__TASK OBJECTIVE__
Wherever a line of the records contains "matches", copy that line.

__SUPPLIED RECORDS__
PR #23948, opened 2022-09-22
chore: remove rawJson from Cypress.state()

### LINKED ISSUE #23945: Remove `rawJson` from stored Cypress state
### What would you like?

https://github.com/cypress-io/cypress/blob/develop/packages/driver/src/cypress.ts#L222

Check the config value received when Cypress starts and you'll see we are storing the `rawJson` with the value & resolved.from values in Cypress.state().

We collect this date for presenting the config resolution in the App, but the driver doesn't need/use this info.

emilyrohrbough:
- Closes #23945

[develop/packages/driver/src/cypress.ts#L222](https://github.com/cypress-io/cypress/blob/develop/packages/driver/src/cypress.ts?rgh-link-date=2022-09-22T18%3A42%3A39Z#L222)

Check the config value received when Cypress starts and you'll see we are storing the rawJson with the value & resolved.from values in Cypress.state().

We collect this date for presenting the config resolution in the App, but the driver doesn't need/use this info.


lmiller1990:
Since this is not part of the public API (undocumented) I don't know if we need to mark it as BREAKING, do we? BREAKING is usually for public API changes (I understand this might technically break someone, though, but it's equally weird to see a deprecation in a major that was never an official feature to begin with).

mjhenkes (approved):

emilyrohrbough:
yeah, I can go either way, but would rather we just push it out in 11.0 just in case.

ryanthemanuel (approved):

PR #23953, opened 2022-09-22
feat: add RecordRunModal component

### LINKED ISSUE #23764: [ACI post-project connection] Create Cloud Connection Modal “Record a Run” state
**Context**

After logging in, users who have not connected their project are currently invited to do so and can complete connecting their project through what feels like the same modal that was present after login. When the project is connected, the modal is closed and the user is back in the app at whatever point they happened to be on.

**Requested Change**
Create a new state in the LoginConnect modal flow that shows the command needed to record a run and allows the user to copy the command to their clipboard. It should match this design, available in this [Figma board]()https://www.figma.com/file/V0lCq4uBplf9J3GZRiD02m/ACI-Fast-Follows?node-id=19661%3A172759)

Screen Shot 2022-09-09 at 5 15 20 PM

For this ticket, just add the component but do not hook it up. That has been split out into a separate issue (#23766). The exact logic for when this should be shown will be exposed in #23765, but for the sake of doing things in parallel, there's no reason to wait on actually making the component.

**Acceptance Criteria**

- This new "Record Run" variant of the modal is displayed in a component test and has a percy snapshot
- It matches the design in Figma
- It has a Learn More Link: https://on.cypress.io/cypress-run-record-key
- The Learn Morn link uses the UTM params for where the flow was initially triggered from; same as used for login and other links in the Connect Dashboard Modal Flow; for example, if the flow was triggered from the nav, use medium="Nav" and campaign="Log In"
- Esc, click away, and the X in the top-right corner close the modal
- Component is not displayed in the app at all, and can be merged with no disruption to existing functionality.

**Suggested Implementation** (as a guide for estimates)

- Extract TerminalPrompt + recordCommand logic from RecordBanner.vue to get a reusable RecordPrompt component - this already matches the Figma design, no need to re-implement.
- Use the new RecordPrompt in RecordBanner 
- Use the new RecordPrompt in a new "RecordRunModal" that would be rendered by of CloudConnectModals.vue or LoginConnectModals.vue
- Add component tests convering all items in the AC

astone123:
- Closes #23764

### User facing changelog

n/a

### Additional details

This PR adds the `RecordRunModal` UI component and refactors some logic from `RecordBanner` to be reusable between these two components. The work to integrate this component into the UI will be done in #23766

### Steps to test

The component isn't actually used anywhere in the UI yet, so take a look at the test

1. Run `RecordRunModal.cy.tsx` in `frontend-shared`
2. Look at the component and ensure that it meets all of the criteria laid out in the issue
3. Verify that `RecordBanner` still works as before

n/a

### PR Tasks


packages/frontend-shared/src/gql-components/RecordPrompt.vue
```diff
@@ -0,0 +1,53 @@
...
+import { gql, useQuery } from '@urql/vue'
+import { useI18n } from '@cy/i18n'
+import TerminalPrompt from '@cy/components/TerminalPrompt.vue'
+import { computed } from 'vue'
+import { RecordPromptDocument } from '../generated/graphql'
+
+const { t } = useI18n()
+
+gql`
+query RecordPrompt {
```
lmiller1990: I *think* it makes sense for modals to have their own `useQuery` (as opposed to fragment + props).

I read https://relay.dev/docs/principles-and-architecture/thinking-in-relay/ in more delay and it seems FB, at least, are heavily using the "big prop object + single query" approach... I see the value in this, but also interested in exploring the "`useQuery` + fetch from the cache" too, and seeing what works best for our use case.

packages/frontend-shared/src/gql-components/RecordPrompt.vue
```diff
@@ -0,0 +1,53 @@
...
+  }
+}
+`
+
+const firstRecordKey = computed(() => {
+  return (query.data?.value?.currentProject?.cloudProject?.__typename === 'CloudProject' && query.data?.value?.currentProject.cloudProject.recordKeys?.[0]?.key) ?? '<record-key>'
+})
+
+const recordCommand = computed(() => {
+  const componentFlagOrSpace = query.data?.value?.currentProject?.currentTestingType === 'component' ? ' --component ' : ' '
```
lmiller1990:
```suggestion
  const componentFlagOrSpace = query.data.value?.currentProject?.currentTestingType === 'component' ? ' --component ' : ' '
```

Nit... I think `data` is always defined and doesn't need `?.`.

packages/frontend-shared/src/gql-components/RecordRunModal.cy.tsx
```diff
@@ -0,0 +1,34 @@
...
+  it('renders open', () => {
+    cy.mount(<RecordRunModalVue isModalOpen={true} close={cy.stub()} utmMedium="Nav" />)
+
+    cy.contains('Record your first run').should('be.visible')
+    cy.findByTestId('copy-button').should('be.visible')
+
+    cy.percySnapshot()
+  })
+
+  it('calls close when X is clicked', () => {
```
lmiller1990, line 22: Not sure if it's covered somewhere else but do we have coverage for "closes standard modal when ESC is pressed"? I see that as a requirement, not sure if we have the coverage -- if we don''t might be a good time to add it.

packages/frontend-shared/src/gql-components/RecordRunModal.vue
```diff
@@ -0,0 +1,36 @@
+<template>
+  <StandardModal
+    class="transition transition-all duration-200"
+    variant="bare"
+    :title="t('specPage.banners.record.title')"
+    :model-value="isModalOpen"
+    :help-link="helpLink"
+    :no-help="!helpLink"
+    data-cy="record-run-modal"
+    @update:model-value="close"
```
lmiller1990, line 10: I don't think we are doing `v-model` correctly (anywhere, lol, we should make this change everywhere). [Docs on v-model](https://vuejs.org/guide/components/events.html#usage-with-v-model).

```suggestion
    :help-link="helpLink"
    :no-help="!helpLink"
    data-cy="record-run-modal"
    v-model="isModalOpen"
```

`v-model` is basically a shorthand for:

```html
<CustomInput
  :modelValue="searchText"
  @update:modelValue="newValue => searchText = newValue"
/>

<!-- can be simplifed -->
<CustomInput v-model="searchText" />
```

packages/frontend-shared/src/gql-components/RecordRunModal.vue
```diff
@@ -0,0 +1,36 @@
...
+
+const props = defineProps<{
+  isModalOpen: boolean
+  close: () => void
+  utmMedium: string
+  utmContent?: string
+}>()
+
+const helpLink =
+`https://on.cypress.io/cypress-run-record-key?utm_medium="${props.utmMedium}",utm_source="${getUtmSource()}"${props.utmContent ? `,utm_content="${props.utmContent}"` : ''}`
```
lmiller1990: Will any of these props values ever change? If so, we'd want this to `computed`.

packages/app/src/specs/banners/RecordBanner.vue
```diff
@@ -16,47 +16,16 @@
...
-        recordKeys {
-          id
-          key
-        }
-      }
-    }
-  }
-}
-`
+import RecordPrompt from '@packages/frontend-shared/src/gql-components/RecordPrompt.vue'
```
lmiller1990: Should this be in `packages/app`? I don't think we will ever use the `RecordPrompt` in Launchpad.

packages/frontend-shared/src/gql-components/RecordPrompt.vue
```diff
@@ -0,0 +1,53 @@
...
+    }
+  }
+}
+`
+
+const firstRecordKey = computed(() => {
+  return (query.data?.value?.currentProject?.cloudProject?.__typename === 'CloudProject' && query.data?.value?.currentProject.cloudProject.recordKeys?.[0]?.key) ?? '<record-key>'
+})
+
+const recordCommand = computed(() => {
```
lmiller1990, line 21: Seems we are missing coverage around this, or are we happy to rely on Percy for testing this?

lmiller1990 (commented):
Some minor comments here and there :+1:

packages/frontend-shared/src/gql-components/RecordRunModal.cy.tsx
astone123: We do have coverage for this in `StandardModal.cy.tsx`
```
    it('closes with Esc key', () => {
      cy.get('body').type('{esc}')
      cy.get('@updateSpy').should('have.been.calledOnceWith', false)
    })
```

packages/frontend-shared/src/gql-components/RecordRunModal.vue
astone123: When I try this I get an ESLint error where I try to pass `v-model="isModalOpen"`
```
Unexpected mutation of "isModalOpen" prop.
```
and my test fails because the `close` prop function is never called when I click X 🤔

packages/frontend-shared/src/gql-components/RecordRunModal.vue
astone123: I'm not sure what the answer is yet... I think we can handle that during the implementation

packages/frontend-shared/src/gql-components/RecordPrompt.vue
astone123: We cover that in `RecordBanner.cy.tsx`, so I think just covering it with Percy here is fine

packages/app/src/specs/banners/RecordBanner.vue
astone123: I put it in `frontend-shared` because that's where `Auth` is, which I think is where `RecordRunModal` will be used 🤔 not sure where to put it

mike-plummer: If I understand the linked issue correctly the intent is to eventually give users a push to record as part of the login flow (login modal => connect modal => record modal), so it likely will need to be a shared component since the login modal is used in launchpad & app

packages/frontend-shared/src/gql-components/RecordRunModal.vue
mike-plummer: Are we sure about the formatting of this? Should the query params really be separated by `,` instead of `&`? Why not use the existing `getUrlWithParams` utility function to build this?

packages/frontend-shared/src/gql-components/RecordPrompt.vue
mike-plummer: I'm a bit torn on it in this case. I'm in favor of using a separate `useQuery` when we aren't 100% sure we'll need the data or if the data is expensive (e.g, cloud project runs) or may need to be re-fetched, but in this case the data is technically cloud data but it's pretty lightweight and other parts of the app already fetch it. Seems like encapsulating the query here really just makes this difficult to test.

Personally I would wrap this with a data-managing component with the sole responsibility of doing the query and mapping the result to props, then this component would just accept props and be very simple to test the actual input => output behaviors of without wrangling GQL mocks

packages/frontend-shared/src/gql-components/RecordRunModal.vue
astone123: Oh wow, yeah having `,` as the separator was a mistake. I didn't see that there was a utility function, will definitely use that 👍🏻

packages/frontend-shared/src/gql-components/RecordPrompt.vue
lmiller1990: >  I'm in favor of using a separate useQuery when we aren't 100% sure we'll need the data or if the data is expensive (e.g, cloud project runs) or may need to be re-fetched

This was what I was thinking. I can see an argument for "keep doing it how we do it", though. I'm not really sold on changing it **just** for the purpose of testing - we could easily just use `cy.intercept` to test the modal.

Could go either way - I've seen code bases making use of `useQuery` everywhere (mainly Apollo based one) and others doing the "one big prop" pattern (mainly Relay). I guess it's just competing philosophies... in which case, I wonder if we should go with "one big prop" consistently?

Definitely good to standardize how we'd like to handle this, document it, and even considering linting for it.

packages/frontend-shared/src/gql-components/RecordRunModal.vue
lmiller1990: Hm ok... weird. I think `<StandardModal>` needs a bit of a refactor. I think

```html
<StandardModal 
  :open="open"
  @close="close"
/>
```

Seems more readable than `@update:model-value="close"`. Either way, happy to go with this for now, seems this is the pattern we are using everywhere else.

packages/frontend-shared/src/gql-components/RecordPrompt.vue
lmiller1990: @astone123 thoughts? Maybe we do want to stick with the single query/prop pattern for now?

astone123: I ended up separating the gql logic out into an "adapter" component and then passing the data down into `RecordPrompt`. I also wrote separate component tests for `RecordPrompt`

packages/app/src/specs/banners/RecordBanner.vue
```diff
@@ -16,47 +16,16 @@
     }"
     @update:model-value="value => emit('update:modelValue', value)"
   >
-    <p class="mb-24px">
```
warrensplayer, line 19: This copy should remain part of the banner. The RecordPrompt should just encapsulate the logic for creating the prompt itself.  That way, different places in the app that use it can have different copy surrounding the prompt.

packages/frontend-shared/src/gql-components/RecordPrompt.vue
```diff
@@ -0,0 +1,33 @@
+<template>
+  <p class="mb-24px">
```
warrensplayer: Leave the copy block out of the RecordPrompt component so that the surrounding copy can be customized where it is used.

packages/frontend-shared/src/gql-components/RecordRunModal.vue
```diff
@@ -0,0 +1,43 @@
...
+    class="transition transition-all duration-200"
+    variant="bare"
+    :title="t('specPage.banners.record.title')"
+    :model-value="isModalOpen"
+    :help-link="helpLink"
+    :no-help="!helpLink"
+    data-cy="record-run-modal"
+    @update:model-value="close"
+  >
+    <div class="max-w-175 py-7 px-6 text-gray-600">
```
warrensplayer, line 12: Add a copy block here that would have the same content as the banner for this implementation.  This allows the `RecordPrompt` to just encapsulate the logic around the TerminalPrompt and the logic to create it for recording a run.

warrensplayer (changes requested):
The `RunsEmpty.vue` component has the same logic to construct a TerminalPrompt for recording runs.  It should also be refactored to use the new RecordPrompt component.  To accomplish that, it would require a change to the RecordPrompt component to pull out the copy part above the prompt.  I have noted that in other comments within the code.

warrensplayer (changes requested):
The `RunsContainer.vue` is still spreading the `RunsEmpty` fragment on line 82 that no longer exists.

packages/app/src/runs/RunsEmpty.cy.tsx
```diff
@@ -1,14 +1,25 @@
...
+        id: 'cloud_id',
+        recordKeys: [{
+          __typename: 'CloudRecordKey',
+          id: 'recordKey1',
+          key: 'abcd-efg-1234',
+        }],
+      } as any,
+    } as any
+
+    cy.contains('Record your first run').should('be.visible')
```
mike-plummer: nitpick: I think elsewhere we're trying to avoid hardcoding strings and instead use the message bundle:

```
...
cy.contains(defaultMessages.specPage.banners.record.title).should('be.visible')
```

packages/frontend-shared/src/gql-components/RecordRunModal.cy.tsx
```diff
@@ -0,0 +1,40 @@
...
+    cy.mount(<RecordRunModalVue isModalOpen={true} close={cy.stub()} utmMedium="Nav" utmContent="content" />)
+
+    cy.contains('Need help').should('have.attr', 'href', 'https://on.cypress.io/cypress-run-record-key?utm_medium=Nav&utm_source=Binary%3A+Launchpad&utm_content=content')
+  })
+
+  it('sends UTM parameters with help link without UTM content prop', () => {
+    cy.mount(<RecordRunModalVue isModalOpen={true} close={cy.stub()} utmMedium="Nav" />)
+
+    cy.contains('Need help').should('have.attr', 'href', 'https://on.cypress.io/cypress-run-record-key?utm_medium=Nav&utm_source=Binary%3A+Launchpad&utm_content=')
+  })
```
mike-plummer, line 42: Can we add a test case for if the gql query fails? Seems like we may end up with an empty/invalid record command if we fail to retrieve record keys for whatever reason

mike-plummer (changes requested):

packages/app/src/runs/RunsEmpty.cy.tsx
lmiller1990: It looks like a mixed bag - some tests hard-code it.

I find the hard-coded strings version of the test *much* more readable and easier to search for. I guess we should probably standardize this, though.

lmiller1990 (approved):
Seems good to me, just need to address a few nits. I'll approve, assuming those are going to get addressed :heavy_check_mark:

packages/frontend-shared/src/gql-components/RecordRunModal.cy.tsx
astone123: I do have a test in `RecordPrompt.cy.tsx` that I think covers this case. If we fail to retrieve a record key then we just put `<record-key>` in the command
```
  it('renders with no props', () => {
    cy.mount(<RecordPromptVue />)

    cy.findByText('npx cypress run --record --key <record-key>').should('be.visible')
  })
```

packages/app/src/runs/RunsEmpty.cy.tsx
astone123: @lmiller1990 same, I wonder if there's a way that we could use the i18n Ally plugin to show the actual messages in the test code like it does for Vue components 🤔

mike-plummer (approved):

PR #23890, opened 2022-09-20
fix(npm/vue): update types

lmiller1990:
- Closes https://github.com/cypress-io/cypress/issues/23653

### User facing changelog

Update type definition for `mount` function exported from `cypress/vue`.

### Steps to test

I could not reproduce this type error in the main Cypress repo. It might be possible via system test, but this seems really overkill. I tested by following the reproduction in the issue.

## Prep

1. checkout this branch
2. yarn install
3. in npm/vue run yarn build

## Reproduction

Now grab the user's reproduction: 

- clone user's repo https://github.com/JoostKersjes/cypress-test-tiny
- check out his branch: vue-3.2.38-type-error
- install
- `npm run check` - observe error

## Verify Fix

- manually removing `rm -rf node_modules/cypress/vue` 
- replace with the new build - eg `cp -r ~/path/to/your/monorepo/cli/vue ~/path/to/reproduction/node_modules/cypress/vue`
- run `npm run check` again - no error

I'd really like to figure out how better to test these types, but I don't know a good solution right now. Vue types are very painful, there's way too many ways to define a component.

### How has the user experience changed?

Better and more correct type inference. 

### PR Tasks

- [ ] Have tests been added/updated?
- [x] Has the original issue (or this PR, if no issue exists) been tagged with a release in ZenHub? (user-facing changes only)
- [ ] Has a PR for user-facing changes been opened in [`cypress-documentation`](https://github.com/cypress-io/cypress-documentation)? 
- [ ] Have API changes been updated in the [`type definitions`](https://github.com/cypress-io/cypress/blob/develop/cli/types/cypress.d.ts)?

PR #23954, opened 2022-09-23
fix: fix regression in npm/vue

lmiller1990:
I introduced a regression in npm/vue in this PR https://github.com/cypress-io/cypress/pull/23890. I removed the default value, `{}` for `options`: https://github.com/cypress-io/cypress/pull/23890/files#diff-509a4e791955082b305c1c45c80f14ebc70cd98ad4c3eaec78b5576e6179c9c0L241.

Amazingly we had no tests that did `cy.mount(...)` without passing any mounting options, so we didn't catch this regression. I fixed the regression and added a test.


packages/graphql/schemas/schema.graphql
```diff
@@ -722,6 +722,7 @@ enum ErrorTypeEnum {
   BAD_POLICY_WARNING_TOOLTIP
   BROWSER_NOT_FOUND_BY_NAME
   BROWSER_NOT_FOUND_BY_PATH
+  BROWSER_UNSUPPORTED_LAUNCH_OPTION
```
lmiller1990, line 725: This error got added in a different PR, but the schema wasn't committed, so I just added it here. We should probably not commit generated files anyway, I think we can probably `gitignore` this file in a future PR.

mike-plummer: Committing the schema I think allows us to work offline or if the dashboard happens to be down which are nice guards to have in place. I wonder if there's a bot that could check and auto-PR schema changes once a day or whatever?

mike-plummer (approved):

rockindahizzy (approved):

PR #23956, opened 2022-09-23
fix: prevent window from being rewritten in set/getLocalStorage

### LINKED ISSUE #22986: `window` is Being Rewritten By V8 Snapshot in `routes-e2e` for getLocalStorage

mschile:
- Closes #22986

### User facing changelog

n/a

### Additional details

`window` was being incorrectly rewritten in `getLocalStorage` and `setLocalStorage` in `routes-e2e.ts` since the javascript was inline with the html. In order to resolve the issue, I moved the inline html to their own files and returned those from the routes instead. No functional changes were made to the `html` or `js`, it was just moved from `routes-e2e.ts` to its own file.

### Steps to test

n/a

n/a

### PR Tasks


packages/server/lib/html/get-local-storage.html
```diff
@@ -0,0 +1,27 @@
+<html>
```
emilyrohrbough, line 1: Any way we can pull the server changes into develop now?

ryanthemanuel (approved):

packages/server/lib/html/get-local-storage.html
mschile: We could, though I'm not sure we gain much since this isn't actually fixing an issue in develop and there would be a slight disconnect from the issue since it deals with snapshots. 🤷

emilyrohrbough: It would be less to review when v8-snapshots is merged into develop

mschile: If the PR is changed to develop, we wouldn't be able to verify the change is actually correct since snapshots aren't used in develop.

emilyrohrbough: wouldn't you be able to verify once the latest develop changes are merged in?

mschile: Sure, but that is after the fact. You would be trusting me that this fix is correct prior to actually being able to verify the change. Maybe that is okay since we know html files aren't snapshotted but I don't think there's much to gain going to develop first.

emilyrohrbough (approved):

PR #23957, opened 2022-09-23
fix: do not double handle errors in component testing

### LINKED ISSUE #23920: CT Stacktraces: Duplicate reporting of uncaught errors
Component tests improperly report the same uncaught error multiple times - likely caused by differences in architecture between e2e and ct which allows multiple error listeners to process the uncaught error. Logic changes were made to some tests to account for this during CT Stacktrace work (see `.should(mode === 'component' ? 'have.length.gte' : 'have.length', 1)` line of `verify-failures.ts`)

__RESPONSE__
- It matches the design in Figma
- Extract TerminalPrompt + recordCommand logic from RecordBanner.vue to get a reusable RecordPrompt component - this already matches the Figma design, no need to re-implement.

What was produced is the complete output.